WORK INSTRUCTION: Below are some records; each one is to be set down again exactly.
##### ENTRIES SHOWN #####
PR #1052, opened 2023-08-01
Fix Merlin framework Condition negation

DavidLegg:
Fixes two issues with negating Conditions in the Merlin framework:

1) Negation for literal TRUE and FALSE Conditions wasn't implemented.
2) Negation for "and" and "or" Conditions needs to flip the "positive" flag after applying DeMorgan's rule. Without this, there's an infinite recursion.

* **Tickets addressed:** N/A
* **Review:** By commit  

## Description
(see above)

## Verification
Added `ConditionTest` to exercise the literal conditions as well as `Condition.not`, `Condition.or`, and `Condition.and`. Also verified that all tests pass with proposed code, and some of these tests fail consistent with the description above using the code currently on develop.

## Documentation
N/A

## Future work
N/A

### DIFF
--- a/merlin-framework/src/main/java/gov/nasa/jpl/aerie/merlin/framework/Condition.java
+++ b/merlin-framework/src/main/java/gov/nasa/jpl/aerie/merlin/framework/Condition.java
@@ -28,8 +28,8 @@ public interface Condition {
       if (atLatest.shorterThan(atEarliest)) return Optional.empty();
       if (!positive) return and(not(left), not(right)).nextSatisfied(true, atEarliest, atLatest);
 
-      final var left$ = left.nextSatisfied(positive, atEarliest, atLatest);
-      final var right$ = right.nextSatisfied(positive, atEarliest, left$.orElse(atLatest));
+      final var left$ = left.nextSatisfied(true, atEarliest, atLatest);
+      final var right$ = right.nextSatisfied(true, atEarliest, left$.orElse(atLatest));
 
       if (left$.isEmpty()) return right$;
       if (right$.isEmpty()) return left$;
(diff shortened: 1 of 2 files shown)


merlin-framework/src/main/java/gov/nasa/jpl/aerie/merlin/framework/Condition.java
```diff
@@ -20,13 +20,13 @@ default Condition not() {
...
+  Condition FALSE = not(TRUE);
 
   static Condition or(final Condition left, final Condition right) {
     return (positive, atEarliest, atLatest) -> {
       if (atLatest.shorterThan(atEarliest)) return Optional.empty();
-      if (!positive) return and(not(left), not(right)).nextSatisfied(positive, atEarliest, atLatest);
+      if (!positive) return and(not(left), not(right)).nextSatisfied(true, atEarliest, atLatest);
 
       final var left$ = left.nextSatisfied(positive, atEarliest, atLatest);
       final var right$ = right.nextSatisfied(positive, atEarliest, left$.orElse(atLatest));
```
#####
EXERCISE RESPONSE:
PR #1052, opened 2023-08-01
Fix Merlin framework Condition negation

DavidLegg:
Fixes two issues with negating Conditions in the Merlin framework:

1) Negation for literal TRUE and FALSE Conditions wasn't implemented.
2) Negation for "and" and "or" Conditions needs to flip the "positive" flag after applying DeMorgan's rule. Without this, there's an infinite recursion.

* **Tickets addressed:** N/A
* **Review:** By commit  

## Description
(see above)

## Verification
Added `ConditionTest` to exercise the literal conditions as well as `Condition.not`, `Condition.or`, and `Condition.and`. Also verified that all tests pass with proposed code, and some of these tests fail consistent with the description above using the code currently on develop.

## Documentation
N/A

## Future work
N/A

### DIFF
--- a/merlin-framework/src/main/java/gov/nasa/jpl/aerie/merlin/framework/Condition.java
+++ b/merlin-framework/src/main/java/gov/nasa/jpl/aerie/merlin/framework/Condition.java
@@ -28,8 +28,8 @@ public interface Condition {
       if (atLatest.shorterThan(atEarliest)) return Optional.empty();
       if (!positive) return and(not(left), not(right)).nextSatisfied(true, atEarliest, atLatest);
 
-      final var left$ = left.nextSatisfied(positive, atEarliest, atLatest);
-      final var right$ = right.nextSatisfied(positive, atEarliest, left$.orElse(atLatest));
+      final var left$ = left.nextSatisfied(true, atEarliest, atLatest);
+      final var right$ = right.nextSatisfied(true, atEarliest, left$.orElse(atLatest));
 
       if (left$.isEmpty()) return right$;
       if (right$.isEmpty()) return left$;
(diff shortened: 1 of 2 files shown)


merlin-framework/src/main/java/gov/nasa/jpl/aerie/merlin/framework/Condition.java
```diff
@@ -20,13 +20,13 @@ default Condition not() {
...
+  Condition FALSE = not(TRUE);
 
   static Condition or(final Condition left, final Condition right) {
     return (positive, atEarliest, atLatest) -> {
       if (atLatest.shorterThan(atEarliest)) return Optional.empty();
-      if (!positive) return and(not(left), not(right)).nextSatisfied(positive, atEarliest, atLatest);
+      if (!positive) return and(not(left), not(right)).nextSatisfied(true, atEarliest, atLatest);
 
       final var left$ = left.nextSatisfied(positive, atEarliest, atLatest);
       final var right$ = right.nextSatisfied(positive, atEarliest, left$.orElse(atLatest));
```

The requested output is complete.